Additionally, in the “Discussion” section (lines 283–286 and 301–312), more citations are needed to support the claims.

Response:
Thank you for bringing this to our attention. We have now cited many new references in the Introduction and Discussion sections:

Comment 4:

Fibroblast proliferation model.  In the second part of the study, fibroblast proliferation was tested using FBS as a positive control, DMSO as a negative control, and B. rotunda extract and panduratin A as experimental treatments. However, all wound healing experiments were conducted under normal culture conditions. To better mimic a keloid hypertrophic scarring environment, the addition of pro-fibrotic cytokines (TGF-β1, IL-6 or PDGF) should be considered to replicate the pathological state.

Response:
We acknowledge the reviewer's valid point regarding the limitations of our wound healing model. While this study aimed to assess the general proliferative and migratory response under normal culture conditions, we agree that the inclusion of pro-fibrotic stimuli would better simulate pathological wound environments.

As a result, we have now clearly stated this limitation in the Discussion:

“One limitation of our fibroblast model is the absence of pro-fibrotic cytokines such as TGF-β1, IL-6, or PDGF, which are typically elevated in keloid and hypertrophic scarring. Future studies incorporating these cytokines will be essential to determine whether B. rotunda and panduratin A selectively inhibit pathological over-proliferation without impairing normal wound healing.”
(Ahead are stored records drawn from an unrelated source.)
Issue #485, opened 2020-04-08
Some CFI are skipped because of zeros in the entry


calixteman:
The `libxul.so` (firefox library) contains a `.debug_frame` with starting with zeros and the entries are just skipped because of an error.
I extracted the `.debug_frame` using `objcopy`: [libxul.sub.so.zip](https://github.com/gimli-rs/gimli/files/4449655/libxul.sub.so.zip).

PR #486, opened 2020-04-08
[CFI] Skip zeros when entry length is zero

calixteman:
Use the same trick as in readelf:
https://github.com/bminor/binutils-gdb/blob/master/binutils/dwarf.c#L7820

It aims to fix issue #485.

### DIFF
--- a/src/read/cfi.rs
+++ b/src/read/cfi.rs
@@ -1016,12 +1016,23 @@ where
     R: Reader,
     Section: UnwindSection<R>,
 {
-    let offset = input.offset_from(section.section());
-    let (length, format) = input.read_initial_length()?;
+    let (offset, length, format) = loop {
+        let offset = input.offset_from(section.section());
+        let (length, format) = input.read_initial_length()?;
 
-    if Section::length_value_is_end_of_entries(length) {
-        return Ok(None);
-    }
+        if Section::length_value_is_end_of_entries(length) {
+            return Ok(None);
+        }
+
+        // Hack: skip zero padding inserted by buggy compilers/linkers.
+        // We require that the padding is a multiple of 32-bits, otherwise
+        // there is no reliable way to determine when the padding ends. This
+        // should be okay since CFI entries must be aligned to the address size.
+
+        if length.into_u64() != 0 || format != Format::Dwarf32 {
+            break (offset, length, format);
+        }
+    };
 
     let mut rest = input.split(length)?;
     let cie_offset_base = rest.offset_from(section.section());


src/read/cfi.rs
```diff
@@ -1016,12 +1016,22 @@ where
...
+            return Ok(None);
+        }
+
+        if length.into_u64() != 0 {
+            break (offset, length, format);
+        }
+
+        // Same behaviour as in readelf
+        // https://github.com/bminor/binutils-gdb/blob/master/binutils/dwarf.c#L7820
+        input.skip_null()?;
```
philipc, line 1033: It seems this can only work correctly if the real length doesn't start with a zero?

calixteman: If the length start with a zero, then `read_initial_length()` will return a format Dwarf32.
So adding ` || format != Format::Dwarf32` in the condition to break shoud be ok.

philipc: I mean if the real length is [0x00, 0x10, 0x00, 0x00], then this will skip the first 0x00 and try to read the length starting at the 0x10. Or maybe I am misunderstanding what this is doing. I'll have a look at the sample file tomorrow.

philipc: I'm pretty sure my understanding is correct. I think the simplest fix is to delete this line so we loop around to try reading a length again, since CFI entries must be aligned to the address size. This also avoids the need to add the `skip_null` method.

src/read/cfi.rs
```diff
@@ -1016,12 +1016,22 @@ where
...
+        let offset = input.offset_from(section.section());
+        let (length, format) = input.read_initial_length()?;
 
-    if Section::length_value_is_end_of_entries(length) {
-        return Ok(None);
-    }
+        if Section::length_value_is_end_of_entries(length) {
+            return Ok(None);
+        }
+
```
philipc, line 1026: Instead of the comment on skip_null, add this:
```suggestion
        // Hack: skip zero padding inserted by buggy compilers/linkers.
        // We require that the padding is a multiple of the 32-bits, otherwise
        // there is no reliable way to determine when the padding ends.  This
        // should be okay since CFI entries must be aligned to the address size.

```

philipc:
It'd be nice to figure out which compiler/linker is causing this and fix them too. Note that llvm-dwarfdump doesn't handle this kind of padding either.

Also please squash the commits.

calixteman:
> It'd be nice to figure out which compiler/linker is causing this and fix them too. Note that llvm-dwarfdump doesn't handle this kind of padding either.
> 
I filed a bug for that:
https://bugzilla.mozilla.org/show_bug.cgi?id=1628673

src/read/cfi.rs
```diff
@@ -1016,12 +1016,23 @@ where
...
+        // Hack: skip zero padding inserted by buggy compilers/linkers.
```
glandium, line 1027: Technically speaking, skipping the zeros 4 by 4 works, but I don't think it's the right thing to do. What you actually have is not padding. What you have is multiple empty CIEs one after the other.

philipc: Technically they are zero terminators, not zero padding or empty CIEs. And zero terminators are a `.eh_frame` thing, not a `.debug_frame` thing so the bug is they shouldn't occur here. But why do you think that skipping them isn't the right thing to do? What should we do? Skipping them in `.eh_frame` would definitely be wrong, but I think it's okay to do it for `.debug_frame`?

philipc: From the mozilla bug:
> That's unfortunate, but not invalid. They "just" indicate empty records.

Where in the DWARF spec does it say these are valid?

philipc:
I filed a nasm bug: https://bugzilla.nasm.us/show_bug.cgi?id=3392657

src/read/cfi.rs
glandium: I'd ask the opposite question: where in the DWARF spec does it they they are invalid? There is no obvious mention of CIE length not being valid if it's 0. The spec doesn't say all fields must be there, and in fact, they can't since different versions of DWARF have different number of fields.

philipc: Fair enough, but different versions must at least have a version field, and a length of 0 doesn't allow for that.

Also there is no point to have a zero length:
- it provides no benefit over just omitting it (not even for padding, because padding should be including in the CFI entry length and use `DW_CFA_nop` instead)
- `.eh_frame` handling requires you to stop processing after a zero length, so it's not even compatible with that

And given that multiple DWARF consumers don't handle it correctly, it's not at all obvious that it is valid. (You can add ubuntu's dwarfdump to the list of consumers that don't handle it.)

> I don't think it's the right thing to do

What do you think should be done instead?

Mention exactly where in the revised manuscript this change can be found – page number 10-11, line 263-267.

 

Comment 5:

If B. rotunda extract and panduratin A are shown to inhibit fibroblast proliferation under normal conditions, there is a potential concern that they might delay normal wound healing. This should be discussed in the manuscript.

 

Response:
We agree that the potential for delayed wound healing due to anti-proliferative effects must be addressed. We have added the following cautionary note to the Discussion:

“Additionally, while reduced fibroblast proliferation may be beneficial in fibrotic conditions, it also raises potential concerns regarding delayed wound repair. Therefore, careful dose optimization and in vivo validation will be critical to distinguish the desired anti-fibrotic effects from unintended impairment of physiological healing processes.

”

Mention exactly where in the revised manuscript this change can be found – page number 11, line 267-271.

 

We once again thank Reviewer 2 for the critical and constructive feedback, which has helped us significantly strengthen the scientific quality and clarity of the manuscript.

Best regards,
Wilai Thanasarnaksorn, on behalf of all authors

 

 

 

Author Response File: Author Response.pdf

Round 2

Reviewer 2 Report

Comments and Suggestions for Authors

I'm satisfied with the author's revisions. Thanks author's response, I have no further comments.